TASK TO CARRY OUT: Copy all lines below that use the word "being".

Data excerpts
= = =
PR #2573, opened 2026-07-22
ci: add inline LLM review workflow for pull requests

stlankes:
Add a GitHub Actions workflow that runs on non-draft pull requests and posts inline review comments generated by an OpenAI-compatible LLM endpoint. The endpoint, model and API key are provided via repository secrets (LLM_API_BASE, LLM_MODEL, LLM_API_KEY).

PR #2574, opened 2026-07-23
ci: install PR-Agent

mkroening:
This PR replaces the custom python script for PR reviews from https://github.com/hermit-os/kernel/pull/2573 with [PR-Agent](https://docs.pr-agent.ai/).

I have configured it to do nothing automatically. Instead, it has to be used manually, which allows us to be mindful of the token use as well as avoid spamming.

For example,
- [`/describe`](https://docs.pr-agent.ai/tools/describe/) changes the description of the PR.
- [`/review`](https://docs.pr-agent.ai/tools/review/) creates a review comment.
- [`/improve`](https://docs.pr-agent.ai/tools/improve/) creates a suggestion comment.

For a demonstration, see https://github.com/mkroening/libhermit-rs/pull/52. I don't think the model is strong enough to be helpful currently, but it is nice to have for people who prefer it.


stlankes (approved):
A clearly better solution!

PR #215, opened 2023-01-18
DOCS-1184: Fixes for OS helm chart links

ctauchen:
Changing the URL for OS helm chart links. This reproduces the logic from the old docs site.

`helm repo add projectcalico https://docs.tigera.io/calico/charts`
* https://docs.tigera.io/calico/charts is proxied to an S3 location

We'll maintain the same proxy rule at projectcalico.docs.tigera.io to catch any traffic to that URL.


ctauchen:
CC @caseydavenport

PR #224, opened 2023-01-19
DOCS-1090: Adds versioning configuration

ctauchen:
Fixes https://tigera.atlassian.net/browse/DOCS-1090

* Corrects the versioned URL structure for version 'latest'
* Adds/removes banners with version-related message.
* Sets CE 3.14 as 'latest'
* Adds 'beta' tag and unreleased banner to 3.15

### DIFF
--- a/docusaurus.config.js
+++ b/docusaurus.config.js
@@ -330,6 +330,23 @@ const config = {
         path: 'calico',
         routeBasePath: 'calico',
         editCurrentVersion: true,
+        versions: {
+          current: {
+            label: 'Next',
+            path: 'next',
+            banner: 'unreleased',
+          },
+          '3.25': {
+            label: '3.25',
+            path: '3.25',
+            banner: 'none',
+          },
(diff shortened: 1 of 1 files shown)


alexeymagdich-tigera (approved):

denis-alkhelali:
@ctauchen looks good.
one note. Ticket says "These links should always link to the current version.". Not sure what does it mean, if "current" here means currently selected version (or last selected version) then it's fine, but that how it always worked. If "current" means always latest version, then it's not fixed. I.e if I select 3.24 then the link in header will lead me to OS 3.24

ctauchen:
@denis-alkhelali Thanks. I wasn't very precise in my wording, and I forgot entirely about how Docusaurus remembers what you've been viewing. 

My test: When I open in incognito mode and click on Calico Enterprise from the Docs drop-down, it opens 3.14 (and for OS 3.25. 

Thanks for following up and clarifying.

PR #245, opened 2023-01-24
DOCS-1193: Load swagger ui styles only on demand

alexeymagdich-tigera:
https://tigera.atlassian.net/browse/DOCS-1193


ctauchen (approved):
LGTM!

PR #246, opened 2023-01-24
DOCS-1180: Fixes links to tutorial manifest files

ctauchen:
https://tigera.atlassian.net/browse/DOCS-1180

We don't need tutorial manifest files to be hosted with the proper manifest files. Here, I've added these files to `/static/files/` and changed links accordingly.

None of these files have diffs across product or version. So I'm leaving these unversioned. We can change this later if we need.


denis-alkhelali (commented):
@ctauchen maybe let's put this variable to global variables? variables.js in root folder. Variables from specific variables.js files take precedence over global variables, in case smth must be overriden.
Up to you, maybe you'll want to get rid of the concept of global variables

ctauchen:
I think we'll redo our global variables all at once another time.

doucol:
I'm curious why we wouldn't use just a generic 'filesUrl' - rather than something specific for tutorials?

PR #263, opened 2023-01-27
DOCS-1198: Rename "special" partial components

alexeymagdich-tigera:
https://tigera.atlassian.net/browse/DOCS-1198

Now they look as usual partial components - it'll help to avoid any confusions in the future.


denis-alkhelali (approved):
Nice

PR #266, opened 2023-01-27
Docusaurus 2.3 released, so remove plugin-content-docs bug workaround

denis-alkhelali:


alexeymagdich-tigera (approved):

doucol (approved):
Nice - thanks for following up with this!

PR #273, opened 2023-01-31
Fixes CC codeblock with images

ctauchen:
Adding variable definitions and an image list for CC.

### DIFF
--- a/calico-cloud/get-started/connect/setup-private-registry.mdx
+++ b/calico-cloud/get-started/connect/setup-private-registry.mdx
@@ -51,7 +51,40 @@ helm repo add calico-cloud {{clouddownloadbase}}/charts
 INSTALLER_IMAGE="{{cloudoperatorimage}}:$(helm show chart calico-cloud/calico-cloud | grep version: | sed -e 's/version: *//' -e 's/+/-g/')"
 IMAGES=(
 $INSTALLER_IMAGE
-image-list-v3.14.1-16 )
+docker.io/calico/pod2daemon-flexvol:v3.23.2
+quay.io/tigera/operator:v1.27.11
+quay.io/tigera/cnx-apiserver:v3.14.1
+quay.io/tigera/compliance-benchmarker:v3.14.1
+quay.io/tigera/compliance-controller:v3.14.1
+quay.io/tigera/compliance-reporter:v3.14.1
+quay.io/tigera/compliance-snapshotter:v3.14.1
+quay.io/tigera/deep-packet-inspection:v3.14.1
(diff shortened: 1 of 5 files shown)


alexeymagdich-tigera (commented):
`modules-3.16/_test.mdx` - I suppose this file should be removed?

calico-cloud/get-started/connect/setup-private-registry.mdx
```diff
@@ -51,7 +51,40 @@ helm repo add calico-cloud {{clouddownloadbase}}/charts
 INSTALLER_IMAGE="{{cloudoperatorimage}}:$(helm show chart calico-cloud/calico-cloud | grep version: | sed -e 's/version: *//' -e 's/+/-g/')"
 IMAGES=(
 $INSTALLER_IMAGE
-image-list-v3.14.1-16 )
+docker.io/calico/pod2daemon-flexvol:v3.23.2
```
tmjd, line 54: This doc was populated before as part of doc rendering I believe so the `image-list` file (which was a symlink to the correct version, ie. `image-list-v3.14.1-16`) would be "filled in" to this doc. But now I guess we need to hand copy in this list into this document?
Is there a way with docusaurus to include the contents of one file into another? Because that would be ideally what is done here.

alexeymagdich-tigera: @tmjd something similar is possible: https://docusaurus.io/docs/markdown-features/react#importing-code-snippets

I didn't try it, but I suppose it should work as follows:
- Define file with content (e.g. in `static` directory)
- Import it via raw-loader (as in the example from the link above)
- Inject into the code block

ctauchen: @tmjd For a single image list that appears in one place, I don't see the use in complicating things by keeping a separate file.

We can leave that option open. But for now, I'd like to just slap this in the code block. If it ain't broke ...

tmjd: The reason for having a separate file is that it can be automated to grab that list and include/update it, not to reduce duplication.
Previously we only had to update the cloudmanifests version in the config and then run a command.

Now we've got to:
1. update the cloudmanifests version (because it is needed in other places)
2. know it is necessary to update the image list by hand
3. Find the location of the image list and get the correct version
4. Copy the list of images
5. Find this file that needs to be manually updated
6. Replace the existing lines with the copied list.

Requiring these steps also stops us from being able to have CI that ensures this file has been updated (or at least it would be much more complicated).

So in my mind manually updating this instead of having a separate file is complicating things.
= = =
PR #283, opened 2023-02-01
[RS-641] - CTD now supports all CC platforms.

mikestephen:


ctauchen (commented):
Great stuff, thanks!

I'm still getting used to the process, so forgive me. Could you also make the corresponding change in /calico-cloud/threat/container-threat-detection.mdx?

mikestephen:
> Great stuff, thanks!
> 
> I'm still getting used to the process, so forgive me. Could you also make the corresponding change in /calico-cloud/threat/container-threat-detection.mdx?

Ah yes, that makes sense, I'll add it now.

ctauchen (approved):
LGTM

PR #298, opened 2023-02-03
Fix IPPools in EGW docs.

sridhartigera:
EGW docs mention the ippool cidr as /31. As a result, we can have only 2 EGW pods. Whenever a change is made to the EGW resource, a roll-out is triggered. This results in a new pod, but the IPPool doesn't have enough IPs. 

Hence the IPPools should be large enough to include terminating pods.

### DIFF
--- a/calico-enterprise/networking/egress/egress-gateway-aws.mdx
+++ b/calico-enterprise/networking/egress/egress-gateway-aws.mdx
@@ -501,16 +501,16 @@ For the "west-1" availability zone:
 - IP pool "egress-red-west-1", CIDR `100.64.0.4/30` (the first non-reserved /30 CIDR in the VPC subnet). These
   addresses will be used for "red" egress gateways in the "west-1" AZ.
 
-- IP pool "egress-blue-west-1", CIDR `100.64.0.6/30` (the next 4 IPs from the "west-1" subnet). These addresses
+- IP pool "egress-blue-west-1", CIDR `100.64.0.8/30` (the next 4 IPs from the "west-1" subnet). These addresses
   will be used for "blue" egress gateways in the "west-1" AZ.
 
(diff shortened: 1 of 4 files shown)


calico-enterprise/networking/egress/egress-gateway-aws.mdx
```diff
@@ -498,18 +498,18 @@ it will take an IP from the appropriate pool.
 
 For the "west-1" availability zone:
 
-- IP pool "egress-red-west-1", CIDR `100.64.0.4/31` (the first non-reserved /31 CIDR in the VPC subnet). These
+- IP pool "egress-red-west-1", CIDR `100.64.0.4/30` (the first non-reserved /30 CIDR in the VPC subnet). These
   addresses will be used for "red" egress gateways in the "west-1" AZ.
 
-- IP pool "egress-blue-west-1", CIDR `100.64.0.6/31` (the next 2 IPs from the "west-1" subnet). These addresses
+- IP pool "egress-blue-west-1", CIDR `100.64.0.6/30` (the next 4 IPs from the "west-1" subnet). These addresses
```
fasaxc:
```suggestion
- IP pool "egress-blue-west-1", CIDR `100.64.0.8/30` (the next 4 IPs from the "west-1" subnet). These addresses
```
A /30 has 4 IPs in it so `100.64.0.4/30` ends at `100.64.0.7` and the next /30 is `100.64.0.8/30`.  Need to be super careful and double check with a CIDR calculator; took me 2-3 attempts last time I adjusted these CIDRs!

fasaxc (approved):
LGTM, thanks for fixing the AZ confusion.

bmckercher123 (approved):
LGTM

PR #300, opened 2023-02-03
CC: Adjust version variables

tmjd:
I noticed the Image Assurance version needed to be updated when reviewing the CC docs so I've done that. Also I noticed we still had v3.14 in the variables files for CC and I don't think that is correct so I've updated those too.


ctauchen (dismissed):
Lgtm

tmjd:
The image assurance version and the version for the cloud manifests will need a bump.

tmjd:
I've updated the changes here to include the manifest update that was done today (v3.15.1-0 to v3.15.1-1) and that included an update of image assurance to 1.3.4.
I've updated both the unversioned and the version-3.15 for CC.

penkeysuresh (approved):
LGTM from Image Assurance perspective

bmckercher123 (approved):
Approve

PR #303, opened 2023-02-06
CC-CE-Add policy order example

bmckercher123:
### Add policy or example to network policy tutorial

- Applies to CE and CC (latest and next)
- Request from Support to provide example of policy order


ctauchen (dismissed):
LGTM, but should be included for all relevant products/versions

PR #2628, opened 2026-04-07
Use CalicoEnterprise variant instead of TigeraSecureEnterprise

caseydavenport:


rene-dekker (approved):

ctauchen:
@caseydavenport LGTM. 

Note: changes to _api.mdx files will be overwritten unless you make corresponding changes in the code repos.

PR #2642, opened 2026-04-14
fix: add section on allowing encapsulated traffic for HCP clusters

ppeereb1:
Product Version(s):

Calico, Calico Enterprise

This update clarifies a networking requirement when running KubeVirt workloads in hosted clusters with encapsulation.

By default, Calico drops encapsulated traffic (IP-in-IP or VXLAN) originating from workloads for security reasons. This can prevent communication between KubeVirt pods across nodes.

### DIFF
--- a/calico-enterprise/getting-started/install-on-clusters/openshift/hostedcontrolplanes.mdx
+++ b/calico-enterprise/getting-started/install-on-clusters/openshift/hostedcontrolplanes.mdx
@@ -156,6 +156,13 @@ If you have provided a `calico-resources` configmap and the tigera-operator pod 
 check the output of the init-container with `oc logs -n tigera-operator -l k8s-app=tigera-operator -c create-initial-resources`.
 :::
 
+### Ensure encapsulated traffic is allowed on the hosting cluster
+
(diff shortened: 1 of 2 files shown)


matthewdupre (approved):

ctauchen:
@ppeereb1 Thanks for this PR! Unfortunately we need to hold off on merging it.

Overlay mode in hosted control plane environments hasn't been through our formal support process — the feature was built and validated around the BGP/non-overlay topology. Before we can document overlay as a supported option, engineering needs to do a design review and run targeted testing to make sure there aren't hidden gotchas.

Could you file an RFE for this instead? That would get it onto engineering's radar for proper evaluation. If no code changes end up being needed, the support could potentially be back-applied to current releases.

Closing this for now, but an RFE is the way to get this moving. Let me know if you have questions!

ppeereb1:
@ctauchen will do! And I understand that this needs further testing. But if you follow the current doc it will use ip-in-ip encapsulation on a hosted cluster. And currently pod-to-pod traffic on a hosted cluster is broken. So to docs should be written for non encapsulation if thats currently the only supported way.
= = =
EXPECTED ANSWER:
Requiring these steps also stops us from being able to have CI that ensures this file has been updated (or at least it would be much more complicated).
Could you file an RFE for this instead? That would get it onto engineering's radar for proper evaluation. If no code changes end up being needed, the support could potentially be back-applied to current releases.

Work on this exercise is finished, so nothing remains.